▸ **WHAT TO WORK ON**: The lines to copy are those in the listing below that contain the word "issues".

START RECORDS SUPPLIED

PR #1051, opened 2018-04-25
Argue Operator with constraint

lfaucon:
Still needs: 
- Large scale testing
- Teacher should be left out of social structure


lfaucon:
Teacher excluded thanks to @houshuang contribution

lfaucon:
@houshuang we should merge this for now.

PR #1056, opened 2018-04-25
Improve cli tools

prastut:
Documentation: 

## Setup
* `npm start setup` - starts the git clean and initial setup process. 
* `npm start setup.clean` - does what update_package.sh did. 
* `npm start server` - often found myself browsing to the directory, with this I can start it from anyhwere
* `npm start setup server` - often after build, the next step is to start meteor. You can go get water/coffee in the meantime. 

## Build and watch
* `npm start build` and `npm start build.all` - self explanatory. 
* `npm start watch` - now there is no differentiation between `watch` and `watch.all`, instead there is just a general watch: 
   * `build` vs `build.all` has significant performance difference whereas the new watch is cheap. 
   * have found that I built for a specific folder but I like to have a general watch. 

How these play together: 
* `npm start build.all watch` - build all files and watch. 
* `npm start build watch` - cd inside any activity and I would do this. 

## Create Package 
`npm run create-package <activity|operator> <short-name> <title>`

`nps` has a problem with passing arguments, so I had to switch to npm scripts. 

## Rest of the toolset

* `npm start flow` and `npm start flow.quiet` - flow
* `npm start jest` and `npm start jest.watch` -  jest
* `npm start eslint` and `npm start eslint.fix` - eslint
* `npm start test` - combines all the above approriately.


houshuang:
This is cool. Maybe we should incorporate stuff like createPackage as well? One thing I'd really like to get working is to be able to yarn add a file - this breaks because yarn doesn't like that we've symlinked node_modules to frog (which we have to do because Meteor doesn't look in parent directories, like other node tools)... I had an idea for a script that would temporarily remove all the symlinked files, do the yarn add, and the re-add the symlinked files. Don't think I got it to work, but I didn't try very hard.

I wish there was a tool that would cache all the .gitignored files for each branch, and let you easily switch between different commits - it's annoying if I am working on two PRs at the same time, that have slightly different dependencies, and I have to initial_setup each time... Of course it's possible to check out different branches to different directories, but would be cool to have a tool that did this automatically for you :))

Anyway that's future plans - I'll try to review this when I get time. Thanks for the effort.

houshuang:
@prastut You don't want us to merge yet?

prastut:
@houshuang now it is ready to merge. 

>This is cool. Maybe we should incorporate stuff like createPackage as well? 

Had to do it npm scripts since nps has a problem with parsing arguments. There is a lot of info in nps GitHub issues and nothing works and nobody is replying. Avoiding to go down this rabbit hole. 

> One thing I'd really like to get working is to be able to yarn add a file - this breaks because yarn doesn't like that we've symlinked node_modules to frog (which we have to do because Meteor doesn't look in parent directories, like other node tools)... I had an idea for a script that would temporarily remove all the symlinked files, do the yarn add, and the re-add the symlinked files. Don't think I got it to work, but I didn't try very hard.
I wish there was a tool that would cache all the .gitignored files for each branch, and let you easily switch between different commits - it's annoying if I am working on two PRs at the same time, that have slightly different dependencies, and I have to initial_setup each time... Of course it's possible to check out different branches to different directories, but would be cool to have a tool that did this automatically for you :))

^ This is really good feedback. We can open an issue, I can take this up or [Hacktober fest](https://hacktoberfest.digitalocean.com/) is coming soon where we could get small wins from the community.

houshuang (approved):

lfaucon:
@prastut worth it to keep a documentation of the list of available commands for new contributors?

houshuang:
@prastut @lfaucon If you do npm start, it does print an autogenerated help, but because of the way we're autogenerating commands, it looks hopeless

screen shot 2018-04-27 at 11 31 15

We could easily add an npm start help with a quick summary of the tasks.

PR #1072, opened 2018-04-26
Fixed correctness issue

jkolsen:
Changing matching Geneva name so that it matches correctly.


houshuang:
Great find!

If you run
```js
./node_modules/.bin/jest -u
```

from root, you can update the snapshots and get the tests to green.

jkolsen:
Done!

houshuang:
I love how the PR diff captures so well exactly what was changed in the snapshot.

houshuang (approved):

PR #1077, opened 2018-04-27
Force reloading of side panel

houshuang:
Jenny had problems with sometimes text from one activity being "stuck" when switching to another activity of the same type in side panel. Keying the component to the activity._id should force a complete reload (ie. constructor being run etc) whenever we're switching activity types.

Eventually we might use this technique to clean up a lot of the reload uuids we're passing down, but for now, this seems like a quick fix that should clear up her problem (awaiting confirmation).


jkolsen:
Looks like it solved my issue.

jkolsen (commented):
Looks like it solved my issue. I will let Louis look at the code and approve it.

lfaucon (approved):

PR #1082, opened 2018-04-27
Cleaning up Orchestration View

houshuang:
This PR goes even further in trying to make the orchestration view as clean as possible for the teacher.

- Only leaving the "next activity" button. I make sure the session is started as soon as it is added.
- Moving settings and restart to the drop-down menu (we often restart, but teachers should almost never have to)
  - One further improvement could be to have the "next activity" button initially display as a green play button, and then switch to a blue "next" button. I'll leave that as an exercise for the reader.
- Always having the Dashboard/Graph toggle on top, the menus on the bottom, and the info about next activities (mainly for Dashboard view).
- Controversial: I removed the time progression line in the graph. I have noticed that nobody ever look at it, and I think it is confusing. We can rethink it and put it back in the future, maybe connected to progress etc.

There's probably lots of small CSS alignment issues etc, but for now, I think this is a big improvement already.


prastut (dismissed):
Have a look at #1088

frog/imports/ui/TeacherView/OrchestrationCtrlButtons.jsx
```diff
@@ -14,16 +14,32 @@ const OrchestrationCtrlButtons = ({ session, classes }) => {
...
+          <Grid item>
+            <ControlButton
+              btnModel={buttonsModel.next}
+              classes={classes}
+              style={{ transform: 'scale(1.5)' }}
+            />
+          </Grid>
+          <Grid item xs={5}>
+            <ul style={{ listStyleType: 'none' }}>
+              {(session.nextActivities || []).map(x => <li key={x}>{x}</li>)}
```
lfaucon, line 37:
```
Warning: Encountered two children with the same key, `Chat (p3)`. Keys should be unique so that components maintain their identity across updates. Non-unique keys may cause children to be duplicated and/or omitted — the behavior is unsupported and could change in a future version.
    in ul (created by OrchestrationCtrlButtons)
    in div (created by Grid)
    in Grid (created by GridWrapper)
```

frog/imports/ui/GraphEditor/components/ProgressLines.jsx
```diff
@@ -13,13 +13,12 @@ export default connect(
...
     store: {
       ui: { scale },
-      session: { timeInGraph, timeInClass }
+      session: { timeInGraph }
     }
   }: StoreProp & { scaled: Boolean }) => {
     const s = scaled ? scale : 4;
     return (
       <g>
-        <ProgressLine color="red" x={timeToPx(timeInClass, s)} />
```
lfaucon, line 22: Why getting rid of this?

lfaucon (approved):
Looking forward for Prastut to re-do this correctly

frog/imports/ui/GraphEditor/components/ProgressLines.jsx
houshuang: I explained in my PR comment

END RECORDS SUPPLIED

▸ **YOUR SOLUTION**:
Had to do it npm scripts since nps has a problem with parsing arguments. There is a lot of info in nps GitHub issues and nothing works and nobody is replying. Avoiding to go down this rabbit hole. 
There's probably lots of small CSS alignment issues etc, but for now, I think this is a big improvement already.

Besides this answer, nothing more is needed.